Theorem pwexg 1807

Description: Power set axiom expressed in class notation, with the sethood requirement as an antecedent. Axiom 4 of [TakeutiZaring] p. 17.

Assertion

Ref	Expression
pwexg	|- (A e.
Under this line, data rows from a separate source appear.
PR #392, opened 2024-03-29
Refactors dependency gluing

Protonull:
This PR refactors the APIs provided by CivModCore that were intended to help hooking into soft dependencies. Now, any plugin that wishes to create a dependency glue need only do the following:

1. Ensure that CivModCore is declared within the `depend` or `softdepend` lists in your plugin's `plugin.yml`

2. Create a class that will NEVER be touched by any other code, eg:
	`src/main/java/net/civmc/example/glues/NameLayerGlue.java`
	Which must implement the `DependencyGlue` interface.

3. Create a file called `glues.properties` and with the content:
	```properties
	NameLayer:net.civmc.example.glues.NameLayerGlue
	```
	Where the key is the name of the dependency and the value the class-name of the glue.

4. Done.

That's it... the glue class will be initialised when CivModCore detects the dependency is enabled for the first time and then invoke `enable()`. If the dependency is disabled at some point, the `disable()` method is called. Any subsequent re-enabling will call `enable()`, etc.

This does mean that glues cannot themselves be API interfaces: the entire point is that they're only interacted with by CivModCore's `GlueManager` class, but this is a great way of safely registering listeners and such without fear [these kinds of issues](https://github.com/Protonull/BonkersJavacOptimisationsTest), since the class is never initialised if the dependency is not present.


Protonull:
Hmmm, starting to wonder whether this refactor is moot: the server is just the compiled output of this monorepo; there'll *NEVER* be a question over whether NameLayer, or Citadel, or JukeAlert, is missing, unless we delete those plugins from the monorepo... which is unlikely. In addition, Okx has said that we should stop pretending that we aren't the only ones who consume our APIs ([reference](https://discord.com/channels/912074050086502470/919348449407815680/1244821453707280445)), and SoundTech has said that all changes must be tested with a local docker instance ([reference](https://discord.com/channels/912074050086502470/952314898317189120/1243925834755084389)) because it replicates the server as closely as possible. With these things in mind, I'm wondering whether it'd be better to yeet this boilerplate altogether and convert all our soft-dependencies into hard-dependencies.

Protonull:
Closing due to a [lack](https://discord.com/channels/912074050086502470/919348449407815680/1255421346608054345) of [interest](https://discord.com/channels/912074050086502470/919348449407815680/1280813608875589717).

PR #393, opened 2024-03-29
Re-add standardised test output formatting

Protonull:
Re-adds [this change](https://github.com/CivMC/CivGradle/pull/2) to CivGradle. Each plugin will still need to include junit test dependencies as there doesn't seem to be a way to do so from the root `build.gradle.kts` without applying the `java-library` plugin to the root project.


Protonull:
This does make junit testing more [Maven-like](https://github.com/CivMC/CivGradle/pull/2), but the item tests fail due to changes to all the server internals. Will convert this to a draft until something better comes along.

Protonull:
Closing this in favour of what this: https://github.com/CivMC/Civ/pull/552#issuecomment-2251866756

PR #394, opened 2024-04-01
Fix Factory Overflow

MrJeremyFisher:
Fixes FactoryMod incorrectly believing that recipe output would fit in a chest because of some incorrect uses of `ItemMap`'s `fitsIn` and an issue with `fitsIn` itself.


okx-code (approved):
Thanks for fixing this

PR #395, opened 2024-04-04
Yeet canvas

Protonull:
Canvas was added in one of my chonker PRs (https://github.com/CivClassic/CivModCore/pull/73) to replace PagedGUI, a previous addition of mine (https://github.com/CivClassic/CivModCore/commit/7f64e12be0fc6d2f4c297b5267c7d316fdae004c), but it has sat unused for three years. Canvas is also a snapshot JitPack dependency in that it has NO releases, nor is maintained all that often.


okx-code (approved):
Deleting code is my favourite activity

PR #396, opened 2024-04-06
Add horse armour hack

Protonull:
This optionally allows players to craft iron, gold, and diamond horse armour like so:
image

The idea being you're taking [Leather Horse Armour](https://minecraft.fandom.com/wiki/Horse_Armor#Crafting), which is already craftable, and [plating it](https://youtu.be/E-xqDwl_UVI?feature=shared&t=68). But this can be changed.

Horse armour has the unique quality of being [invincible](https://minecraft.fandom.com/wiki/Horse_Armor#Durability), so this hack optionally reimplements durability. ~~This is somewhat hacky though since the client has no idea about this and wont show a durability bar. Open to suggestions on how this could be resolved.~~

Since horse armour is invincible, the Unbreaking enchant [has no effect](https://minecraft.fandom.com/wiki/Horse_Armor#Enchanting), so this hack optionally reimplements Unbreaking.

### DIFF
--- a/ansible/files/paper-config/plugins/SimpleAdminHacks/config.yml
+++ b/ansible/files/paper-config/plugins/SimpleAdminHacks/config.yml
@@ -452,6 +452,14 @@ hacks:
     #a list of materials players shouldn't be allowed to place at all
     noplace:
      #- GRINDSTONE Leaving this here for reference
+  HorseArmour:
+    enabled: true
+    # Register custom crafting recipes for horse armour?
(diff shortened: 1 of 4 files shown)


Protonull:
Now that CivMC is on >=1.21, I've switched this from using PDCs to using `Damageable`, though this should be switched out for [item data-components](https://github.com/PaperMC/Paper/pull/10845) at the earliest opportunity.

PR #398, opened 2024-04-09
Standardises and centralises compacted item handling

Protonull:
Moves compacted item determination out of FactoryMod and into CivModCore. This is meant to make it easier for other plugins to determine whether items are compacted without roundabout testing, effectively hard-coding predicates based on how FactoryMod is configured.


Protonull:
After the most recent commits, compacted items no longer contain the "Compacted Item" lore. That lore is instead added just prior to the item being sent over the network. This doesn't contaminate the original item, see screenshot of using `/debugging rawitem`:

image

okx-code:
I like the way you've approached this, it makes it look like compacted items should've always been done this way. I'll give it a proper review when I have the time.

Protonull:
Thanks :) I've just noticed a few little things to clean up like [this](https://github.com/Protonull/CivPlugins/blob/9f3a17d1400e1e67ac5a297a2e587cb2d5c9dbde/plugins/civmodcore-paper/src/main/java/vg/civcraft/mc/civmodcore/inventory/items/compaction/CompactionTestCommands.java#L77) and this(https://github.com/Protonull/CivPlugins/blob/9f3a17d1400e1e67ac5a297a2e587cb2d5c9dbde/plugins/civmodcore-paper/src/main/java/vg/civcraft/mc/civmodcore/inventory/items/compaction/Compaction.java#L19), but other than that it *should* be good to go, pending some verification testing.

Protonull:
Just tested this with FactoryMod. I used `/fmtest give recipe INGREDIENTS adv_xp_1` to give me all the inputs that XP 1 of the Advanced Cauldron and ran it, and it successfully produced 2 compacted emerald blocks. I then ran those through a decompactor and got 2 stacks of emerald blocks.

Protonull:
Just realised that this'll need to include a new ItemExchange rule modifier since items wont have the lore anymore to match against.

walkersgaming:
Will this also affect wordbank recipes that use compacted items?

Protonull:
> Will this also affect wordbank recipes that use compacted items?

Yeah, it probably would as it changes the hash of the item, though keep in mind that the 1.20.5 update will *probably* break most, if not all wordbank recipes, for the same reason.

PR #481, opened 2024-04-30
Eliminate Intermediate containers

AngrySoundTech:
This PR removes the intermediate step of building our own containers, instead using the base container and templating in our plugins with Ansible. This does cause the deploy to be marginally slower, but in the short term cuts some fat out of our release process and gets us moving again.


okx-code (approved):
i'm happy for you or sorry that happened

PR #778, opened 2020-05-12
Fix null detection of file extension

tsvietOK:
Remove try-catch block
The problem has not been solved in PR #770 because of try-catch block which is "handle" exception caused app not crashed if `ItemExtension==null`.

### DIFF
--- a/Files/View Models/InteractionViewModel.cs
+++ b/Files/View Models/InteractionViewModel.cs
@@ -48,27 +48,23 @@ namespace Files.Controls
 
         public void CheckForImage()
         {
-            //check if the selected item is an image file
-            try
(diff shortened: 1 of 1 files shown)


Files/View Models/InteractionViewModel.cs
```diff
@@ -48,27 +48,23 @@ public bool IsPageTypeNotHome
 
         public void CheckForImage()
         {
-            //check if the selected item is an image file
```
yaichenbaum, line 51: Can you keep the code commented?

tsvietOK: Done

PR #780, opened 2020-05-13
Fixed file rename with space added opening QuickLook

Dylan-Osborne:
Fixed a bug that caused QuickLook to open when pressing spacebar while renaming a file.

Before:
before
After:
after

**To Reproduce In Current Version**
1. Make sure you have QuickLook installed.
2. Right click on a file and choose "Rename"
3. Give the file any name with a space in it. As soon as spacebar is pressed, QuickLook opens, the file name textbox loses focus and the file name is committed without allowing the user to finish typing.

### DIFF
--- a/Files/Interacts/Interaction.cs
+++ b/Files/Interacts/Interaction.cs
@@ -1148,16 +1148,11 @@ namespace Files.Interacts
         {
             try
             {
-                string selectedItemPath = null;
                 int selectedItemCount;
                 Type sourcePageType = App.CurrentInstance.CurrentPageType;
                 selectedItemCount = (CurrentInstance.ContentPage as BaseLayout).SelectedItems.Count;
-                if (selectedItemCount == 1)
-                {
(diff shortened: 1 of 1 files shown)


Files/Interacts/Interaction.cs
```diff
@@ -1148,16 +1148,11 @@ public async void ToggleQuickLook()
         {
             try
             {
-                string selectedItemPath = null;
                 int selectedItemCount;
                 Type sourcePageType = App.CurrentInstance.CurrentPageType;
                 selectedItemCount = (CurrentInstance.ContentPage as BaseLayout).SelectedItems.Count;
-                if (selectedItemCount == 1)
```
yaichenbaum, line 1155: @duke7553 Will removing this cause any side effects?

duke7553: Not that I can think of.

yaichenbaum:
@Dylan-Osborne Thank you for your pull request, I just merged it into the `develop` branch. Your changes should make their way into the next update.

Issue #752, opened 2020-05-07
Deselect with Ctrl + click


xPoppyx:
![crash](https://user-images.githubusercontent.com/61259627/81246803-84b62100-8fe6-11ea-97e6-83aa9ede2783.gif)

duke7553:
Thanks for your feedback. We're having trouble understanding what you're requesting and need additional information to investigate this item. Please re-open when you've filled out the issue template to the best of your ability.

yaichenbaum:
I was able to reproduce this issue. If you ctrl + click on something it should select or deselect it.

xPoppyx:
@duke7553 you can select multiple files with Ctrl + click, but you should also be able to deselect
![deselect](https://user-images.githubusercontent.com/61259627/81882382-9d7f8300-9560-11ea-9967-42d015440755.gif)

yaichenbaum:
This issue has been fixed with #788

duke7553:
Thank you for creating this feedback item. A solution for it is currently being reviewed as a PR (pull request) to our active development branch. We'll let you know once it's merged.

duke7553:
Thank you for creating this feedback item. This issue is currently resolved in our active development branch and will be shipped soon once we've validated that everything works properly. Please subscribe to our releases to be notified when this is available.

Issue #673, opened 2020-04-24
Allow dragging files and folders without selecting them first


XeZrunner:
**Is your feature request related to a problem? Please describe.**
I wouldn't say it's a problem, so I report it as a feature request. Some may consider this annoying or a bug.

**Describe the solution you'd like**
When clicking and holding (or tapping and holding) without selecting the file first, the application should highlight and initiate the drag & drop mechanism.

**Describe alternatives you've considered**
This behavior could be a preference option in the Settings.
Perhaps the highlighting isn't necessary, but Windows normally handles drag & drop this way.

**Additional context**
None.

yaichenbaum:
@XeZrunner Good feedback! This would make drag and drop more user friendly.

xPoppyx:
I want to add something, if you select a folder or file and deselect it, you can't open it

yaichenbaum:
@xPoppyx That sounds more like a bug, can you open a separate issue for it?

yaichenbaum:
@XeZrunner This issue should be resolved with #4626.

PR #788, opened 2020-05-15
Added support for ctrl + click deselection in grid view.

Dylan-Osborne:
Added support for ctrl + click deselection. (#752)

Also changed the behavior of a left click without ctrl to match that of the list view i.e. If you have a few selected items and click one of them without holding ctrl, then that item is selected and the others are deselected. (The end of the below gif is an example of this)

Here's a demo:
GridViewDeselect


xPoppyx:
What about #673 ? can you fix it too? , is another issue about selection

yaichenbaum:
@xPoppyx That issue is unrelated and will probably be a little trickier to fix.

PR #789, opened 2020-05-15
v0.8.1

yaichenbaum:
- Fixed context menu appearing when right clicking on empty space in List view mode
- Added option to set an image as lockscreen background
- Parse command line before App launch
- Added support for uppercase image extension
- Fixed file rename with space added opening QuickLook
- Upgrade WinUI to v2.4
- Fixed grid view selection bugs
- Added support for ctrl + click deselection in grid view


tsvietOK:
Looks like this path caused new app crash when navigating to folder
Error

yaichenbaum:
@tsvietOK What are the steps to reproduce this crash?

tsvietOK:
I can't say exactly, but for me it crashing when i continuously opening folders

yaichenbaum:
@duke7553 Can it be related to the watcher for file changes?

PR #813, opened 2020-05-20
Fix blurred disk drive icons

tsvietOK:
Removed unused vars
Optimized code
Без имени-1 (2)
Attention to drive icons an their size
(Red line is center of column, just for example)

### DIFF
--- a/Files/Filesystem/DriveItem.cs
+++ b/Files/Filesystem/DriveItem.cs
@@ -8,31 +8,36 @@ namespace Files.Filesystem
     public class DriveItem : INavigationControlItem
     {
         public string Glyph { get; set; }
+        public string Text { get; set; }
+        public string Path => Tag;
+        public NavigationControlItemType ItemType { get; set; } = NavigationControlItemType.Drive;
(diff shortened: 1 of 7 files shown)


Files/Filesystem/DriveItem.cs
```diff
@@ -8,31 +8,36 @@ namespace Files.Filesystem
     public class DriveItem : INavigationControlItem
     {
         public string Glyph { get; set; }
+        public string Text { get; set; }
+        public string Path => Tag;
+        public NavigationControlItemType ItemType { get; set; } = NavigationControlItemType.Drive;
         public ulong MaxSpace { get; set; } = 0;
         public ulong SpaceUsed { get; set; } = 0;
-        public string DriveText { get; set; }
-        public string Tag { get; set; }
```
yaichenbaum, line 14: @duke7553 Don't we need the tag for translations purposes?

tsvietOK: @yair100 look at line 17

Issue #773, opened 2020-05-11
Time zone bug


Jaiganeshkumaran:
Windows internally stores timestamps in UTC, however the File Explorer converts it to the current timezone to avoid confusion. Files UWP is not aware of this and shows wrong time for last modfied and created time.

duke7553:
@Jaiganeshkumaran Thank you for opening this feedback item.

Can you please elaborate on why this could be causing the display of negative timestamps? (e.g. -51 seconds)

Jaiganeshkumaran:
I think that this could be because of the calculation. Windows stores timestamps in UTC, not local time.
However Files UWP calculates relative time using DateTime.Now which returns the local time, and that may cause the display of negative timestamps if the time zone is behind UTC.

duke7553:
Thank you for creating this feedback item. This issue is currently resolved in our active development branch and will be shipped soon once we've validated that everything works properly. Please subscribe to our releases to be notified when this is available.

PR #831, opened 2020-05-24
Fix files last modified date

gave92:
**Issue**
Currently Files UWP does not display files last modified date correctly: on my system where the timezone is UTC+2 a newly created file shows "Modified: 2 hours ago" (both in properties dialog and in "Date modified" column).
This pull request fixes this so it shows "Modified: 0 seconds ago".

**Fix**
The issue is due to the fact that the [`FileTimeToSystemTime`](https://docs.microsoft.com/en-us/windows/win32/api/timezoneapi/nf-timezoneapi-filetimetosystemtime) function returns an UTC time, but then a new DateTime object is constructed from the returned value without specifying the DateTimeKind as UTC.
```cs
var itemDate = new DateTime(
                systemTimeOutput.Year,
                systemTimeOutput.Month,
                systemTimeOutput.Day,
                systemTimeOutput.Hour,
                systemTimeOutput.Minute,
                systemTimeOutput.Second,
                systemTimeOutput.Milliseconds,
                DateTimeKind.Utc); -----------------> this is needed
```

### DIFF
--- a/Files/View Models/ItemViewModel.cs
+++ b/Files/View Models/ItemViewModel.cs
@@ -852,7 +852,8 @@ namespace Files.Filesystem
                     systemTimeOutput.Hour,
                     systemTimeOutput.Minute,
                     systemTimeOutput.Second,
-                    systemTimeOutput.Milliseconds);
+                    systemTimeOutput.Milliseconds,
+                    DateTimeKind.Utc);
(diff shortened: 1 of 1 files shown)


gave92:
Thanks, this may fix #773

Ein-Tim:
Seems to fix only partly: #2197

B -> P~A e. V)

Proof of Theorem pwexg

Step	Hyp	Ref	Expression
1		pweq 1800	. . 3 |- (x = A -> P~x = P~A)
2	1	eleq1d 1155	. 2 |- (x = A -> (P~x e. V <-> P~A e. V))
3		visset 1350	. . 3 |- x e. V
4	3	pwex 1806	. 2 |- P~x e. V
5	2, 4	vtoclg 1383	1 |- (A e. B -> P~A e. V)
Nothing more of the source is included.